Informant Claude Hermant implicates French state in Charlie Hebdo attacks
By
Anthony Torres
22 May 2017
Claude Hermant, a police informant arrested in the case of the January 7, 2015 attack on Charlie Hebdo in Paris, has implicated the French state in the preparation of the attack. Hermant, who allegedly sold weapons used by Amédy Coulibaly and the Kouachi brothers to commit the attacks, is reportedly charging that three gendarme military policemen and two customs officials, as well as organized crime circles, were involved.
The case shatters the official narrative, according to which terror attacks in France, Belgium, and Germany since 2015 have been the work of isolated Islamists.

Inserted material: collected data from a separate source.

PR #5254, opened 2025-10-10
Let pytest run first in the pipeline, startups later.

evnchn:
### Motivation

There are various issues with running the `test_startup.sh` before the `pytest`, in ascending order of seriousness:

1. Delayed to see the results of the pytest
2. Installation of the example's requirements.txt, **defeats the purpose of having pinned dependencies in `poetry.lock`**, as we can see in https://github.com/zauberzeug/nicegui/actions/runs/18400412564/job/52428146319 that packages indicated in `poetry.lock` are then uninstalled in place of other ones. 

We can tolerate with point 1 but point 2 definitely needs improvement. 

This could be the cause of the many errors in #5242. Hence this PR. 

**Real motivation: I squeezed pytest into 5 minutes in #5249, but I need to wait 10 minutes for `test_startup.sh`?**

### Implementation

Move stage `test startup` to the back. 

### Progress

### DIFF
--- a/.github/workflows/test.yml
+++ b/.github/workflows/test.yml
@@ -50,8 +50,6 @@ jobs:
           poetry run pip install -r tests/requirements.txt
           # try fix issue with importlib_resources
           poetry run pip install importlib-resources
-      - name: test startup
-        run: poetry run ./test_startup.sh
       - name: setup chromedriver
         uses: nanasess/setup-chromedriver@v2.3.0
       - name: pytest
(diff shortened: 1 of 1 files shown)


evnchn:
Startups still messes with the cache... We see Py3.14 always need an extra 5 minutes to install dependencies. 

https://github.com/zauberzeug/nicegui/actions/runs/18411862410/job/52466073580

2 things: 

1. Can the test_startups be done in another pipeline, or another stage in the test pipeline? (We dont need all 6 Python versions, no?)
2. Can we skip `test_startups` if we did not change the website, `main.py` nor anything in `examples`?

falkoschindler:
> Can the test_startups be done in another pipeline

I think to, yes. Theoretically there could be a problem with one Python version only, but I can't remember that this ever happened for the startup tests.

> Can we skip `test_startups` if...

No, I don't think so. Startup tests sometimes break after changing UI elements or some core parts of the library.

Hermant’s lawyer, Maxime Moulin, does not dispute the fact that weapons that passed through the hands of his client, who was acting for the customs’ intelligence agency until 2013 and then worked for the gendarmerie, reached Coulibaly. The media and established political parties covered up this fact, together with Hermant’s arrest after the attacks due to his relations with Coulibaly. The interior minister in 2015, Bernard Cazeneuve, even invoked the states secrets privilege in regard to investigations of the relations between Hermant and the Islamists.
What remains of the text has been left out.